PR #18, opened 2023-06-03
fix crash on startup if choreography is not installed

heuristicus:
I don't know how it is that choreography is supposed to be installed (via pip?) but if it's not installed then the startup will crash. I assume most users won't install it. This PR handles that case.

Also makes sure the manipulation client is initialised to none if there is no arm. This will still lead to crashes if you try to call manipulation commands.

I've also included this in #6.

### DIFF
--- a/spot_wrapper/wrapper.py
+++ b/spot_wrapper/wrapper.py
@@ -783,6 +783,7 @@ class SpotWrapper:
                             self._choreography_client = None
                     else:
                         self._choreography_client = None
+                        self._is_licensed_for_choreography = False
 
                     try:
                         self._point_cloud_client = self._robot.ensure_client(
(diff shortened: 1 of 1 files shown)


amessing-bdai:
Is this ready for review?

heuristicus:
Yes, I think so.

amessing-bdai (approved):

Guptabot (approved):

heuristicus:
Non-BDAI users (like me) don't have access to that docker, and currently the instructions for the drivers don't include the choreography module. I suspect most people who are interested in using ROS won't want to use or have access to the choreography stuff, so leaving it out of installation is probably fine.

Mr-vedant-gupta:
Ah, I see

PR #23, opened 2023-06-09
FeatureBranch scientific notation for large numbers

philipsgithub:
as soon as numbers are 1e3 or bigger, counting the zeros becomes a thing. you can avoid that by using scientific notations

the scientific notation comes as a float by default so the corresponding type conversions in the code are adjusted as well

### DIFF
--- a/spot_wrapper/cam_wrapper.py
+++ b/spot_wrapper/cam_wrapper.py
@@ -227,7 +227,7 @@ class HealthWrapper:
             Tuple of string and float indicating the component and its temperature in celsius
         """
         return [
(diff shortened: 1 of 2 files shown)


philipsgithub:
it also matches style of the given maximum command duration in https://github.com/bdaiinstitute/spot_wrapper/blob/20fb44748e19c66284d55619fc893a418f5662b1/spot_wrapper/wrapper.py#L70

philipsgithub:
i formatted it with an updated black and still everything seems fine

amessing-bdai (approved):

PR #29, opened 2023-06-24
Set default args to list_graph()

sktometometo:
Set default args to list_graph() so that it can be called without setting args since that arg is not used.


kaiyu-zheng (approved):
LGTM. Not sure why it was like that.

sktometometo:
Thanks!

PR #123, opened 2019-09-26
Fix duplication in README

chriscressman:
No changelog


chriscressman:
I'm guessing this happened during a merge, and I think this is what was intended.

▶ _Instructions for the task_: Retype the material word for word. Add nothing to it.

▶ _Problem solution_:
PR #18, opened 2023-06-03
fix crash on startup if choreography is not installed

heuristicus:
I don't know how it is that choreography is supposed to be installed (via pip?) but if it's not installed then the startup will crash. I assume most users won't install it. This PR handles that case.

Also makes sure the manipulation client is initialised to none if there is no arm. This will still lead to crashes if you try to call manipulation commands.

I've also included this in #6.

### DIFF
--- a/spot_wrapper/wrapper.py
+++ b/spot_wrapper/wrapper.py
@@ -783,6 +783,7 @@ class SpotWrapper:
                             self._choreography_client = None
                     else:
                         self._choreography_client = None
+                        self._is_licensed_for_choreography = False
 
                     try:
                         self._point_cloud_client = self._robot.ensure_client(
(diff shortened: 1 of 1 files shown)


amessing-bdai:
Is this ready for review?

heuristicus:
Yes, I think so.

amessing-bdai (approved):

Guptabot (approved):

heuristicus:
Non-BDAI users (like me) don't have access to that docker, and currently the instructions for the drivers don't include the choreography module. I suspect most people who are interested in using ROS won't want to use or have access to the choreography stuff, so leaving it out of installation is probably fine.

Mr-vedant-gupta:
Ah, I see

PR #23, opened 2023-06-09
FeatureBranch scientific notation for large numbers

philipsgithub:
as soon as numbers are 1e3 or bigger, counting the zeros becomes a thing. you can avoid that by using scientific notations

the scientific notation comes as a float by default so the corresponding type conversions in the code are adjusted as well

### DIFF
--- a/spot_wrapper/cam_wrapper.py
+++ b/spot_wrapper/cam_wrapper.py
@@ -227,7 +227,7 @@ class HealthWrapper:
             Tuple of string and float indicating the component and its temperature in celsius
         """
         return [
(diff shortened: 1 of 2 files shown)


philipsgithub:
it also matches style of the given maximum command duration in https://github.com/bdaiinstitute/spot_wrapper/blob/20fb44748e19c66284d55619fc893a418f5662b1/spot_wrapper/wrapper.py#L70

philipsgithub:
i formatted it with an updated black and still everything seems fine

amessing-bdai (approved):

PR #29, opened 2023-06-24
Set default args to list_graph()

sktometometo:
Set default args to list_graph() so that it can be called without setting args since that arg is not used.


kaiyu-zheng (approved):
LGTM. Not sure why it was like that.

sktometometo:
Thanks!

PR #123, opened 2019-09-26
Fix duplication in README

chriscressman:
No changelog


chriscressman:
I'm guessing this happened during a merge, and I think this is what was intended.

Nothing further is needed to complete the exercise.